## PROBLEM STATEMENT
Lines below starting with the line with "PR #679, opened 2022-11-11" and going on through the line with "4.5MB 7-day-old cache)" must be output exactly; the rest of the records must be left out.

........

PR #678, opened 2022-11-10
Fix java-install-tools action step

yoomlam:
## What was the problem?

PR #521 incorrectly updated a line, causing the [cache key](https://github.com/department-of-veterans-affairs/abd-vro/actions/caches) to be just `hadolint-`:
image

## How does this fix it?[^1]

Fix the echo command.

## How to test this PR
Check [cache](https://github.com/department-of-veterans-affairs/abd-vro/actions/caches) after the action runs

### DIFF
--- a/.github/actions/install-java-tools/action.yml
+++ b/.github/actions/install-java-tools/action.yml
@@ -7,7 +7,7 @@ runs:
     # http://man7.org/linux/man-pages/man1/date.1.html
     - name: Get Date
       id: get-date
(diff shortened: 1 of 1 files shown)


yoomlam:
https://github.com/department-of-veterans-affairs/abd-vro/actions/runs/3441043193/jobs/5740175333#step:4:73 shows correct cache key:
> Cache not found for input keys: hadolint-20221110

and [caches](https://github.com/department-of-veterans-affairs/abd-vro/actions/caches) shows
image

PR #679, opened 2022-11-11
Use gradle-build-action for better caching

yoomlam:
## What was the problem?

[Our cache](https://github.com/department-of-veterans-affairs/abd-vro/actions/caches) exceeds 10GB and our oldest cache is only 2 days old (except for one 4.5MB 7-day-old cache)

........

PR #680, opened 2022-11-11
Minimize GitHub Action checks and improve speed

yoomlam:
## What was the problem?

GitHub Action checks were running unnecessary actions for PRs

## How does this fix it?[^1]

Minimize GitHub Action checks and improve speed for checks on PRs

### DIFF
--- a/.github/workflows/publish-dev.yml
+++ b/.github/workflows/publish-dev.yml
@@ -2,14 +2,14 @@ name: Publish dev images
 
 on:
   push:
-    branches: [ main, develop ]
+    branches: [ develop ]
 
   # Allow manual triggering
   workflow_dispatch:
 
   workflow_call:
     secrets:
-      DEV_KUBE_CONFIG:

........

## ANSWER SPACE
PR #679, opened 2022-11-11
Use gradle-build-action for better caching

yoomlam:
## What was the problem?

[Our cache](https://github.com/department-of-veterans-affairs/abd-vro/actions/caches) exceeds 10GB and our oldest cache is only 2 days old (except for one 4.5MB 7-day-old cache)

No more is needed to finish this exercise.